1. A method for bar code decoding, comprising:

determining the image quality grade of the bar code image;

determining a target maximum decoding duration according to the image quality level;

decoding the bar code image according to the target maximum decoding time length;

determining a target maximum decoding duration according to the image quality level, including: determining an initial maximum decoding duration according to the image quality level; obtaining average successful decoding time length of the bar code image in a preset time period; and determining the target maximum decoding duration according to the initial maximum decoding duration and the average successful decoding duration.

2. The method of claim 1, wherein determining the image quality level to which the barcode image belongs comprises:

obtaining a maximum gray value and a minimum gray value of the denoising bar code image;

determining a gray difference value of the maximum gray value and the minimum gray value;

and determining the image quality grade of the bar code image according to the gray level difference value.

3. The method of claim 1, wherein determining the target maximum decoding duration based on the image quality level comprises:

under the condition that the code system type of the bar code is known, determining the target maximum decoding time according to the one-dimensional corresponding relation between the target maximum decoding time and the image quality grade;

and under the condition that the code system type of the bar code is unknown, determining the target maximum decoding time according to the two-dimensional corresponding relation between the target maximum decoding time and the image quality grade and the code system type.

4. The method of claim 1, wherein determining the target maximum decoding duration based on the initial maximum decoding duration and the average successful decoding duration comprises calculating the target maximum decoding duration according to the following formula:

T _max = a×T ₀ +b×T _ave

wherein T is _max For a target maximum decoding duration, T ₀ For an initial maximum decoding duration, T _ave For average successful decoding duration, a is the initial maximum decoding duration correction coefficient, b is the average successful decoding duration correction coefficient。

5. The method of claim 1, further comprising, after decoding the barcode image according to the target maximum decoding time period:

under the condition that the decoding of the bar code image is successful according to the target maximum decoding time length, obtaining the current successful decoding time length;

correcting the target maximum decoding duration according to the current successful decoding duration to obtain target maximum decoding correction duration;

updating the target maximum decoding duration based on the target maximum decoding correction duration.

6. The method of claim 5, wherein correcting the target maximum decoding duration based on the current successful decoding duration to obtain the target maximum decoding corrected duration comprises calculating the target maximum decoding duration according to the following formula:

_max = m×T _max +n×T _suc

wherein, _max correcting time length for target maximum decoding, T _max For a target maximum decoding duration, T _suc For the time length of the next successful decoding, m is the maximum decoding time length correction coefficient, and n is the time length correction coefficient of the next successful decoding.

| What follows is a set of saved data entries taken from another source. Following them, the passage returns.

PR #1583, opened 2025-04-22
feat: add support for DDB Mapper `getItem` overloads that specify primary key(s)

### LINKED ISSUE #1577: DynamoDbMapper getItem not working by providing key as String
### Describe the bug

Using `getItem(partitionKey: PK)` where the `partitionKey` is a String in the data class which generates the schema produces the following error:
```kotlin
kotlin.NotImplementedError: An operation is not implemented: not yet implemented
	at aws.sdk.kotlin.hll.dynamodbmapper.model.internal.TableImplKt$tableImpl$1.getItem(TableImpl.kt:38) ~[dynamodb-mapper-jvm-1.4.58-beta.jar:na]
```

Trying to use `getItem { key = "a-string-key" }` following the example on the [blog](https://aws.amazon.com/blogs/developer/announcing-dev-preview-of-dynamodb-mapper-for-kotlin/), it said the type of the `key` required is the class which generates the schemas, instead of String.

### Regression Issue

- [ ] Select this option if this issue appears to be a regression.

### Expected behavior

- Calling getItem() without any error. 

- The type of the `key` in `getItem` builder block should be the type of `DynamoDbPartitionKey` defined in the class.

### Current behavior

- Calling getItem() throws NotImplementedError

- `key` in `getItem` builder block only accepts the class which generate the schemas, instead of the type of `DynamoDbPartitionKey` defined in the class.

### Steps to Reproduce

Using Java 23 and Kotlin 2.1.10

Data class to generate Schema
```kotlin
@DynamoDbItem
data class Planet(
    @DynamoDbPartitionKey
    val name: String,
    val id: Long
)
```

Use `getItem()`, calling the getPlanet() with a Spring boot controller gives the error
```kotlin
    suspend fun getPlanet(): Planet? {
        val planetTable = mapper.getTable("planet-table", PlanetSchema)
        return planetTable.getItem("Jupiter")
    }
```

Use `getItem { }`  
```kotlin
    suspend fun getPlanet(): Planet? {
        val planetTable = mapper.getTable("planet-table", PlanetSchema)
        return planetTable.getItem { key = "Jupiter" }.item
    }
```

### Possible Solution

_No response_

### Context

_No response_

### AWS SDK for Kotlin version

1.4.58

### Platform (JVM/JS/Native)

JVM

7. The method of any one of claims 1 to 6, wherein decoding the barcode image according to the target maximum decoding time length comprises:

and re-capturing the bar code image under the condition that the bar code image is not successfully decoded within the maximum decoding time of the target.

8. An apparatus for barcode decoding comprising a processor and a memory storing program instructions, wherein the processor is configured to perform the method for barcode decoding of any of claims 1 to 7 when executing the program instructions.

9. An electronic device, comprising:

an electronic device main body;

the apparatus for bar code decoding according to claim 8, mounted to the electronic device main body.